Strange gLiveView behavior after 1.26.1

Hello -

So far, I have updated six servers to 1.26.1 and am noting something strange with all six after the update. I like to leave .gLiveView open on the servers and now when I go back and check on them after a period of time I see that .gLiveView is closed with the following error:

COULD NOT CONNECT TO A RUNNING INSTANCE, 3 FAILED ATTEMPTS IN A ROW!

When I re-open .gLiveView the “Uptime” does not show that the node went down and there are no strange errors in the journal log.

Anyone experiencing the same or have any ideas why this is happening?

What messages?
sudo systemctl status cnode

Are u using cntools?

No messages at all. Just gliveview stops with the message error above.

Yes using cntools but have experienced this on all nodes. Not just BP or relays. Both.

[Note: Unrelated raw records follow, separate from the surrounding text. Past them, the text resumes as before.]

PR #7447, opened 2023-09-03
Use per language container strategy

heliocastro:
Ort language components are built now on independent containers. This enables the possibility to create custom tailored containers with only the required language components, reducing final size and improving build process.

Default runtime now contains Python and NodeJs components. Other language components have their own containers built, and can be included on custom images.


heliocastro:
Close due https://github.com/oss-review-toolkit/ort/pull/7112

sschuberth:
> Close due #7112

Now both PRs are closed!?

PR #7466, opened 2023-09-06
fix(fossid-webapp)!: Simplify the pattern for directories in ignore rules

nnobelis:
The commit b194cf37 added a change for supporting '.' in directory names. Currently, the dash symbol is also no supported. Therefore, the current commit simplifies the logic to allow all special characters in the directory name, by simplifying the regular expression.

This is a breaking change as the directory name "directory/sub1/sub2" is not accepted anymore and won't be mapped to a directory ignore rule. The directory name must now always end with '/', i.e. "directory/sub1/sub2/".


sschuberth:
Typo in "no*t* supported".

mnonnenmacher (approved):

PR #7470, opened 2023-09-07
 Change to grep/sed solution due Mac grep difference

heliocastro:
Mac BSD based grep tool has different options and behaviour than Linux GNU based, so a solution with basic sed and grep was needed.

### DIFF
--- a/scripts/docker_build.sh
+++ b/scripts/docker_build.sh
@@ -20,7 +20,7 @@
 DOCKER_ARGS=$@
 
 GIT_ROOT=$(git rev-parse --show-toplevel)
-GIT_REVISION=$($GIT_ROOT/gradlew -q properties --property version | grep -oP "version: \K.+")
+GIT_REVISION=$($GIT_ROOT/gradlew -q properties --property version | sed -nr "s/version: (.+)/\1/p")
 
 echo "Setting ORT_VERSION to $GIT_REVISION."
 docker buildx build \


scripts/docker_build.sh
```diff
@@ -20,7 +20,7 @@
 DOCKER_ARGS=$@
 
 GIT_ROOT=$(git rev-parse --show-toplevel)
-GIT_REVISION=$($GIT_ROOT/gradlew -q properties --property version | grep -oP "version: \K.+")
+GIT_REVISION=$("$GIT_ROOT/gradlew" -q properties --property version | grep "version" | sed -e "s/version: //")
```
sschuberth, line 23: Some things, please
- move the addition of quotes to a separate commit, which a separate rationale,
- explain what part of the `grep`command wasn't working on macOS,
- use either `grep` or `sed`, but not both.

sschuberth (changes requested):

scripts/docker_build.sh
heliocastro: Fixed

scripts/docker_build.sh
```diff
@@ -20,7 +20,7 @@
 DOCKER_ARGS=$@
 
 GIT_ROOT=$(git rev-parse --show-toplevel)
-GIT_REVISION=$($GIT_ROOT/gradlew -q properties --property version | grep -oP "version: \K.+")
+GIT_REVISION=$($GIT_ROOT/gradlew -q properties --property version |  awk '/version: / {print $2}')
```
sschuberth, line 23: Please no heavy-weight `awk` either. How about `sed -nr "s/version: (.+)/\1/p"`, does that work on macOS?

sschuberth (changes requested):

scripts/docker_build.sh
sschuberth: There's now a merge commit in the PR.

scripts/docker_build.sh
heliocastro: Works, but i need just disagree about "heavy-weight" awk, when you need entire gradlew and parsing the entire project in the same line before :-)

sschuberth: Awk is a new dependency, Gradle is not. If it's in use already anyway, it doesn't matter that much how heavy-weight the tool is. And Gradle we bootstrap, whereas Awk might not be available on all platforms, like Windows (via WSL or Git Bash).

scripts/docker_build.sh
```diff
@@ -20,7 +20,7 @@
 DOCKER_ARGS=$@
 
 GIT_ROOT=$(git rev-parse --show-toplevel)
-GIT_REVISION=$($GIT_ROOT/gradlew -q properties --property version | grep -oP "version: \K.+")
+GIT_REVISION=$($GIT_ROOT/gradlew -q properties --property version |  sed -nr "s/version: (.+)/\1/p")
```
sschuberth, line 23: Double-space before `sed`.

sschuberth (changes requested):

sschuberth (approved):

scripts/docker_build.sh
heliocastro: Done

PR #7474, opened 2023-09-07
Docker Next Generation - Per language container strategy

heliocastro:
Docker now builds independent language images, and the final image can be assembled with ORT main binary + languages.
All images are deployed under ghcr.io registry by default.

Default runtime image contains Java, Python, Rust, Golang, NodeJS and Ruby components, and other components can be be added using the new **custom-docker.sh** script.

Extra components available are:
Android, Swift, Dotnet, PHP, Haskell

This closes original external PR:
Closes #7447


fviernau (approved):

tsteenbe (approved):

mnonnenmacher:
Too late for a review, so just some general remarks from me:
* Indentation in workflow files is wrong, we always indent with two spaces.
* Some commits probably should have been squashed, why introduce so many new workflow files only to remove them again within the same PR?
* Last commit should (at least mostly) have been integrated into the previous commits.
* Some commit messages are fine, but for example the 2nd and 3rd commit would have needed an explanation to understand the motivation.
* I don't like the name "Mega image", it's not very telling.

sschuberth:
> Too late for a review, so just some general remarks from me:

Thanks for these remarks. In sum, very surprising that this was approved as-is by two (!) reviewers then.

PR #7477, opened 2023-09-07
refactor(PythonInspector): Remove default arguments

sschuberth:
Remove the default function arguments for the Python version and OS from `inspect()` as they are too easily being confused with the configured package manager options and their default values.


plugins/package-managers/python/src/funTest/kotlin/utils/PythonInspectorFunTest.kt
```diff
@@ -37,7 +37,8 @@ class PythonInspectorFunTest : StringSpec({
             PythonInspector.inspect(
                 workingDir = workingDir,
                 definitionFile = definitionFile,
-                pythonVersion = "27"
+                pythonVersion = "27",
```
mnonnenmacher, line 40: Commit message nit: "an**d** OS"

mnonnenmacher (changes requested):

mnonnenmacher (approved):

Ok, sudo systemctl status cnode

cnode.service - Cardano Node
Loaded: loaded (/etc/systemd/system/cnode.service; enabled; vendor preset: enabled)
Active: active (running) since Wed 2021-04-07 23:53:34 UTC; 18h ago
Main PID: 3295573 (cnode.sh)
Tasks: 16 (limit: 4682)
Memory: 3.5G
CGroup: /system.slice/cnode.service
├─3295573 /bin/bash /opt/cardano/cnode/scripts/cnode.sh
└─3295654 cardano-node run --topology /opt/cardano/cnode/files/topology.json --config /opt/cardano/cnode/files/config.json --database-path /opt/cardano/cnode/db →

Apr 07 23:53:34 *****-relay-2 systemd[1]: Started Cardano Node.
Apr 07 23:53:35 *****-relay-2 cnode[3295573]: Failed to query protocol-parameters from node, not yet fully started?
Apr 07 23:53:35 *****-relay-2 cnode[3295573]: WARN: A prior running Cardano node was not cleanly shutdown, socket file still exists. Cleaning up.
Apr 07 23:53:36 *****-relay-2 cnode[3295654]: Listening on http://0.0.0.0:12798

And what is the output from glive? Saying could not to connect …?

Yes. It will run fine and stay open for hours, and then all of a sudden close to command prompt with this message present:

COULD NOT CONNECT TO A RUNNING INSTANCE, 3 FAILED ATTEMPTS IN A ROW!

But when I reload gliveview, all is fine and there was no reset of “Uptime” counter or anything…

cardano-node run --topology /opt/cardano/cnode/files/topology.json --config /opt/cardano/cnode/files/config.json --database-path /opt/cardano/cnode/db →

on this command , line, do you see the real long path for the Socket?

try to run the node manually by commands line, and let us know

Aaa, understand… I don’t know what to say if it’s working for hours and then stop and if u run again will run fine…

@tsipou I also believe it to be related to my socket but I do not know why… How do I see the full run command that is executed when I use sudo systemctl start cnode.service?

right arrow from the keyboard

hahahaha, duh!! Thank you… here’s the remainder of the parameters:

–config /opt/cardano/cnode/files/config.json --database-path /opt/cardano/cnode/db --socket-path /opt/cardano/cnode/sockets/node0.socket --port 3001 --host-addr 0.0.0.0

I think u are fine…

I have seen an increase of this on my 1.26.1 upgraded nodes as well. More so than with any past node versions. I wonder if the node is disconnecting from the network ever so slightly but then reconnecting almost immediately. I did lose one block today at almost the exact same time that the “could not connect message” occurred, I was scheduled to mint a block but the block was not minted. Strange. Maybe others will notice this as well and then we’ll see if it is a common problem.

Yes, this is exactly my concern… Is there a way to raise this issue with developers?

Quick update: I updated TraceMemPool to “false” on one of my servers a few hours ago where this was happening frequently before and it has not happened since. I will let it run overnight and report back…

Confirmed. I’ve observed that a couple of times.

guys,
only for your info

when you use the new Topologyupdater script, please go and edit the CUSTOM_PEERS= and use coma ( , ) instead of : between IP and Port

read the description of the Parameter.

2 Likes

Another update - that node where I updated the TraceMemPool config has run all night with zero interruptions. Looks like this might be the solution - I’ll be making the update on all my nodes this morning.

@tsipou I have not made this change but my custom peers appear to be populating a expected?

1 Like